### Exercise input:
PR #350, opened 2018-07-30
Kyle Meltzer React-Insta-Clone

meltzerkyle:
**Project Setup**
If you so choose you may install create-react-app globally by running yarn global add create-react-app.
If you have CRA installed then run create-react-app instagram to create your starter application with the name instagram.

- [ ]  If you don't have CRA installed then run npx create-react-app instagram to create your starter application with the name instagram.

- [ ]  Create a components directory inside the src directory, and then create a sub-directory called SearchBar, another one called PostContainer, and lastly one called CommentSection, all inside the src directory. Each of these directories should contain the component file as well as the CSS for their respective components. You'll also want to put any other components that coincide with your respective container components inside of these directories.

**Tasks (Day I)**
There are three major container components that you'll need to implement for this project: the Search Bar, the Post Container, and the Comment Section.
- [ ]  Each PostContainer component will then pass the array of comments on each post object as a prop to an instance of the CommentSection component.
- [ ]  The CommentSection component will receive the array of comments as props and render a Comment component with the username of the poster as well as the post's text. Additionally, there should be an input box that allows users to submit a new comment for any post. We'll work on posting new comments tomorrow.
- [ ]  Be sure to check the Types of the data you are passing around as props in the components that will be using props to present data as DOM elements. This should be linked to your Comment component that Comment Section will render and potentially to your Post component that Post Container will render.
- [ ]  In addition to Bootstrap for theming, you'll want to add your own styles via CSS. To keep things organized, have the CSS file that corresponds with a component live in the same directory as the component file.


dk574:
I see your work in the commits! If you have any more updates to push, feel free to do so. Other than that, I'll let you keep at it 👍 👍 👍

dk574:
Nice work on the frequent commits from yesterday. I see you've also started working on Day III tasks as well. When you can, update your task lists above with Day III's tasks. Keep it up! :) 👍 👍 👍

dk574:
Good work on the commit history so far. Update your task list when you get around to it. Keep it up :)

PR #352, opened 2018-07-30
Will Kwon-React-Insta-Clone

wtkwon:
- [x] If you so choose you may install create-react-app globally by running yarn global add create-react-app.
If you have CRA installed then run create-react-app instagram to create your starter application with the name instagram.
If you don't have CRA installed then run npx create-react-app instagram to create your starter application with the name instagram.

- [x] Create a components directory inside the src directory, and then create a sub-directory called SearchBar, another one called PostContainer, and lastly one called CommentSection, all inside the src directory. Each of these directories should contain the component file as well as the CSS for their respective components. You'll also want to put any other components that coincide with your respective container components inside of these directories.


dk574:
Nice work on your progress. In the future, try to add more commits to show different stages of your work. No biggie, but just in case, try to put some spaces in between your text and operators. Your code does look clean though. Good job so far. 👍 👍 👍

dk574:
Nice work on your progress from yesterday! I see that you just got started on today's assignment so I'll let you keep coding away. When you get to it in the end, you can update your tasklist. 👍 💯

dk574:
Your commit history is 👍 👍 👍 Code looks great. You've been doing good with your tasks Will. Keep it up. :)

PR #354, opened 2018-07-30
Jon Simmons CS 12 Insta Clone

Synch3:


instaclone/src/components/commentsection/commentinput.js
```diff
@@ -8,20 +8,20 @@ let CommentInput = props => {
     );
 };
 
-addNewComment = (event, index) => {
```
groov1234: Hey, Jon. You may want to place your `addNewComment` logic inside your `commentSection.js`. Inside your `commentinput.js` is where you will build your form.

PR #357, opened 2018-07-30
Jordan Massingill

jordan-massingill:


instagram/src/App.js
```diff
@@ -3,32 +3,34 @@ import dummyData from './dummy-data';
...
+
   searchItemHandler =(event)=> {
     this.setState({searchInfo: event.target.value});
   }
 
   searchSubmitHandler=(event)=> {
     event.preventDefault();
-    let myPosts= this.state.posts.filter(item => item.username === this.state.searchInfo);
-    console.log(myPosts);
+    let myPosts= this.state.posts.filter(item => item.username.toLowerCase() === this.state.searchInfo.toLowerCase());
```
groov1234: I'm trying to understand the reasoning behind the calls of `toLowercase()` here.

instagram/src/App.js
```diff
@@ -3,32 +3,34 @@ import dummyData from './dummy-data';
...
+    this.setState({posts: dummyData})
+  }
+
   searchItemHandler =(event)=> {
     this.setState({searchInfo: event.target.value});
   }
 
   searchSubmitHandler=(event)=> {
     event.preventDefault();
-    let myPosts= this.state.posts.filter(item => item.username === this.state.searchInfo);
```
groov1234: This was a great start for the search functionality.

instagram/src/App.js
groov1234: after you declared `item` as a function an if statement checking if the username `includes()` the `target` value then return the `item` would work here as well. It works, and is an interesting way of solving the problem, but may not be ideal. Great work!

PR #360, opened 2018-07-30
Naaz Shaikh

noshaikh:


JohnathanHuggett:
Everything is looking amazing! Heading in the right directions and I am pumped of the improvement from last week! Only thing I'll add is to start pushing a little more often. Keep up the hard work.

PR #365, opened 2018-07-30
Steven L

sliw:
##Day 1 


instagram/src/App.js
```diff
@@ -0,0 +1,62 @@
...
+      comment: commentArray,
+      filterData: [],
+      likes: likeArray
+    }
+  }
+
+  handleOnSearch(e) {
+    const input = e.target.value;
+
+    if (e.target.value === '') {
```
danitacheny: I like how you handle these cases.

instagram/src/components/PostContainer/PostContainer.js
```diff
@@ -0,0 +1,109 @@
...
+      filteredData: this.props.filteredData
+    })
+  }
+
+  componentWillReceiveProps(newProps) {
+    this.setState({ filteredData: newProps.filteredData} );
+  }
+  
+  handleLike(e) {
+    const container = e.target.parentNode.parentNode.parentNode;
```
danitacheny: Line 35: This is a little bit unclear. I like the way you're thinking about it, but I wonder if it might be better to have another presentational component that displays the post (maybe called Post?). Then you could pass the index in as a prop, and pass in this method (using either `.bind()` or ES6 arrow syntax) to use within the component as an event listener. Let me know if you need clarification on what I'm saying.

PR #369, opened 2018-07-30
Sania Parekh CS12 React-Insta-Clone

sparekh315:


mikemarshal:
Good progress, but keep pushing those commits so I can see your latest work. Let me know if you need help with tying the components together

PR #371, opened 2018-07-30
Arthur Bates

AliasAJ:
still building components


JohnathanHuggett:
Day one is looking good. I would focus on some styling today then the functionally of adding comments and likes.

### Task requirements:
Every line in the records above that holds "today" counts once; state the total and nothing else.

### Answer to this task:
2